[Records for this exercise Boundary: Start]
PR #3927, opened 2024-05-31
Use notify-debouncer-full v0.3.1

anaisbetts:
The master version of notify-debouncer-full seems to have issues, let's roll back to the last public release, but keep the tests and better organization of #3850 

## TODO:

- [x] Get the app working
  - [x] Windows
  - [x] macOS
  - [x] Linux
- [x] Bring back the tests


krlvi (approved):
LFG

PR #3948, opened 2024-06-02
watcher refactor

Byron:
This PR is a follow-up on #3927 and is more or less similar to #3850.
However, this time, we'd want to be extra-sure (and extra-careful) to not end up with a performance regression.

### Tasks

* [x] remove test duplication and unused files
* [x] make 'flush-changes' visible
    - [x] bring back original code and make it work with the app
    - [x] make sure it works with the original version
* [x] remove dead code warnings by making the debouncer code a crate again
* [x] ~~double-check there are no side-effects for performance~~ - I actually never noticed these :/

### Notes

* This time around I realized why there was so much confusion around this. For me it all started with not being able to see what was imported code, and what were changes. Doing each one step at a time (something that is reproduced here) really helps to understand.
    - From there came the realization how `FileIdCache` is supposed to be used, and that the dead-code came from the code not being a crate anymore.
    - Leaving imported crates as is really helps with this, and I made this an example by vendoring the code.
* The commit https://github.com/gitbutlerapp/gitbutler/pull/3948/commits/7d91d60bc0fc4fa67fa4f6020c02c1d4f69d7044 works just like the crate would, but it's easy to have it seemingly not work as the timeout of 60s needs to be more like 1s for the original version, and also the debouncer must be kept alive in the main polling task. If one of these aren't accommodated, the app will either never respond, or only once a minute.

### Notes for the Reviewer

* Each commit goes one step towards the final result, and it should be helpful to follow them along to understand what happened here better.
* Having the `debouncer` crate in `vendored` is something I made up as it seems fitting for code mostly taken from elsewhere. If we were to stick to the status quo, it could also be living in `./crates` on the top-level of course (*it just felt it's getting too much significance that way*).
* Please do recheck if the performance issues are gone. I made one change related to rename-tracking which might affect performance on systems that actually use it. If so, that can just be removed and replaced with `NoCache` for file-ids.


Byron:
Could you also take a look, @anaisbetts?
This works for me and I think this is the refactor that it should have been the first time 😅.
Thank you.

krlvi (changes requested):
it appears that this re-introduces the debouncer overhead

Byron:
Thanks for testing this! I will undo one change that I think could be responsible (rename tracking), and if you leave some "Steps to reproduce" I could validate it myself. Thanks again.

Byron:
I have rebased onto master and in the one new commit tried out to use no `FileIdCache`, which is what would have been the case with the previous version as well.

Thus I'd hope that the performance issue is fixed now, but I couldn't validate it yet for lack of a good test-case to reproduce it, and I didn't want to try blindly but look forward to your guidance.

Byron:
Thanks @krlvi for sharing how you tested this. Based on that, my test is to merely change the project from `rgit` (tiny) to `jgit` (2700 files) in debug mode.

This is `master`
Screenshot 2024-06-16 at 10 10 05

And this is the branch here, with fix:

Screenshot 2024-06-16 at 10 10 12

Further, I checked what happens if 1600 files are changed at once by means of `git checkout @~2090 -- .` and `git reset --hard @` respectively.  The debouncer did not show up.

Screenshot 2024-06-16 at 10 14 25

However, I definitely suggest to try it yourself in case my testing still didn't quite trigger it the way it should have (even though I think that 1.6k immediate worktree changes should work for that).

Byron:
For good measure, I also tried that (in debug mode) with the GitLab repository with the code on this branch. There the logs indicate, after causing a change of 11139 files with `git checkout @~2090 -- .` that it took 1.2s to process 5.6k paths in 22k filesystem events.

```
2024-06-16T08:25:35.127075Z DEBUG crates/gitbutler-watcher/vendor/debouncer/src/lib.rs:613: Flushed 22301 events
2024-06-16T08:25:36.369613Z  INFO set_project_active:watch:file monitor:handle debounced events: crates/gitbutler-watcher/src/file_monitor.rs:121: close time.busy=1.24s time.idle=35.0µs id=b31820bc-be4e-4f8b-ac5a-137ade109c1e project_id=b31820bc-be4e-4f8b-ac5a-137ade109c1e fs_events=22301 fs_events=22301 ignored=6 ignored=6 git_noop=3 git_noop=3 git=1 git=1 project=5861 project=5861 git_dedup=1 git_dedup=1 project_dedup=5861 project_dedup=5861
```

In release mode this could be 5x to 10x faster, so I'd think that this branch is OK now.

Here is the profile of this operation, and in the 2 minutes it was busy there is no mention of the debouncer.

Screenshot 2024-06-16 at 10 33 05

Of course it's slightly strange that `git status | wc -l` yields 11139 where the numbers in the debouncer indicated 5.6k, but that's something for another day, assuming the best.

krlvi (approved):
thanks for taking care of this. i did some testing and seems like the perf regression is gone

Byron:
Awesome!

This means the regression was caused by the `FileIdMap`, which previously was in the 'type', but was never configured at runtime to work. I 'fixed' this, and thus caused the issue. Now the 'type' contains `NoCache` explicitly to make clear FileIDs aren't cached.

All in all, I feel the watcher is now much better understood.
[Records for this exercise Boundary: End]
[Records for this exercise Boundary: Start]
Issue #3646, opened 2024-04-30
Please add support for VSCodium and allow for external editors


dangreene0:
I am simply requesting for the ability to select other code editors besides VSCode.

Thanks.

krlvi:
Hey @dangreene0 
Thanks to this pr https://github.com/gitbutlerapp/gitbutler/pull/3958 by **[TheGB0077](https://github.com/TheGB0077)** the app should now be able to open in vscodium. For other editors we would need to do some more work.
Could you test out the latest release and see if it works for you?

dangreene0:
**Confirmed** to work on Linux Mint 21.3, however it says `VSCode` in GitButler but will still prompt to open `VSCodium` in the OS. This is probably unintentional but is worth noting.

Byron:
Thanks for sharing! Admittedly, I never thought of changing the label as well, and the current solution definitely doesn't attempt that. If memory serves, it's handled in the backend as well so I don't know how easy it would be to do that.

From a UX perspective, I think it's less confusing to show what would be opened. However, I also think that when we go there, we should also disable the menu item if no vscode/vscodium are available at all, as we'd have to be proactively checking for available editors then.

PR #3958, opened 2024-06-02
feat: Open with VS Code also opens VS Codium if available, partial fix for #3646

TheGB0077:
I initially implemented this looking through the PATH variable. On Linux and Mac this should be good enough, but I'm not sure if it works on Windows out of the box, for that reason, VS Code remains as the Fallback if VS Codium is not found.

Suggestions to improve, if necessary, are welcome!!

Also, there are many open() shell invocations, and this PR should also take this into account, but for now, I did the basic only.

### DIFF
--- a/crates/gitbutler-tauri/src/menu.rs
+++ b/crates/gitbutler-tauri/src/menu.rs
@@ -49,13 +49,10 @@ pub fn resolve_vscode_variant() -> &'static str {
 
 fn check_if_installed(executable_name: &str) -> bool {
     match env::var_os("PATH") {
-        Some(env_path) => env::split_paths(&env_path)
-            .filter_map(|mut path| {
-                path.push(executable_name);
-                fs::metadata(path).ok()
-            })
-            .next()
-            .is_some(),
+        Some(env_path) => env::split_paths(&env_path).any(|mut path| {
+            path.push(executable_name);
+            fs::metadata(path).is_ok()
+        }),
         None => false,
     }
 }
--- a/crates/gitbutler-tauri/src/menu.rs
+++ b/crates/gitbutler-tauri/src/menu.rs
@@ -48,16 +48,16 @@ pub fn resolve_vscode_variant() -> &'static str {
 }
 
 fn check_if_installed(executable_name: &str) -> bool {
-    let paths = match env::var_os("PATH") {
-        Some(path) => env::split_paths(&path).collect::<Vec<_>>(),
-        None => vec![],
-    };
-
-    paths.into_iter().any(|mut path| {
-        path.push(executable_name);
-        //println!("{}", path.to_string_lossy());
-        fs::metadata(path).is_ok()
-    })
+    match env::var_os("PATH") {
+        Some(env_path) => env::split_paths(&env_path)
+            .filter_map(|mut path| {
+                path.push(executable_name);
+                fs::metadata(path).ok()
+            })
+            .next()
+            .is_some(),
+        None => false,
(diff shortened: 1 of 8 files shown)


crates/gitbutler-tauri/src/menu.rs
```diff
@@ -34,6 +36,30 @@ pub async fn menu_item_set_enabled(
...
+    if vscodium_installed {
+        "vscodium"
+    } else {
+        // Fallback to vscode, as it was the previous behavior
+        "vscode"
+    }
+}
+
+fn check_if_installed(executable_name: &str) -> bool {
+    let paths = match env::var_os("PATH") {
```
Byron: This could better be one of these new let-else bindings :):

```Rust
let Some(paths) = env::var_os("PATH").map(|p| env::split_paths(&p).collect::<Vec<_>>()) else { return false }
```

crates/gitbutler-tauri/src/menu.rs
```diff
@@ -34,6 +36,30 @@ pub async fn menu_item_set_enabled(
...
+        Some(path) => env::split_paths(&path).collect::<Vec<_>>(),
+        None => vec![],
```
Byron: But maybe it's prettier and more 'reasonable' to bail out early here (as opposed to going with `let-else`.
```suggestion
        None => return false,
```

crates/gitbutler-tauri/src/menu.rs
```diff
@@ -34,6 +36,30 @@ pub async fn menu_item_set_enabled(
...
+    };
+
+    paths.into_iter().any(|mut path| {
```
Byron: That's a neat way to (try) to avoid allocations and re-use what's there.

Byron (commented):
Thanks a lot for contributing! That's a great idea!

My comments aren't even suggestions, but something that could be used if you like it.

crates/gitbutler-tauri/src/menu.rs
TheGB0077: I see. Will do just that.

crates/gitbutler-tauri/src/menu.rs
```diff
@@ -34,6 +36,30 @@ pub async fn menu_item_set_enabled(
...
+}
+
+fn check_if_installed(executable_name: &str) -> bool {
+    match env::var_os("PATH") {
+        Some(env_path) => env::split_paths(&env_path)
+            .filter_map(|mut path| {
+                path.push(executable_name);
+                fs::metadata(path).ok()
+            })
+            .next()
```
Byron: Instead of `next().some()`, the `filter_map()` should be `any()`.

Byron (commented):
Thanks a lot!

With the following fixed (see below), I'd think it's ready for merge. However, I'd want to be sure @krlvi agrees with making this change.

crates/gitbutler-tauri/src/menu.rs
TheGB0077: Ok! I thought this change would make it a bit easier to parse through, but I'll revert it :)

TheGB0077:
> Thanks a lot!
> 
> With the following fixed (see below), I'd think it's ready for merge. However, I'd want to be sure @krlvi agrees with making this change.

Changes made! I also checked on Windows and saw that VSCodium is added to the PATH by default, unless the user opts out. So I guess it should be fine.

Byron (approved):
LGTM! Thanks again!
[Records for this exercise Boundary: End]
• What is needed: Find "Byron: But maybe" in the entries above and copy that whole line exactly, then each line after it through the line that contains "My comments aren't".

• Response to this exercise:
Byron: But maybe it's prettier and more 'reasonable' to bail out early here (as opposed to going with `let-else`.
```suggestion
        None => return false,
```

crates/gitbutler-tauri/src/menu.rs
```diff
@@ -34,6 +36,30 @@ pub async fn menu_item_set_enabled(
...
+    };
+
+    paths.into_iter().any(|mut path| {
```
Byron: That's a neat way to (try) to avoid allocations and re-use what's there.

Byron (commented):
Thanks a lot for contributing! That's a great idea!

My comments aren't even suggestions, but something that could be used if you like it.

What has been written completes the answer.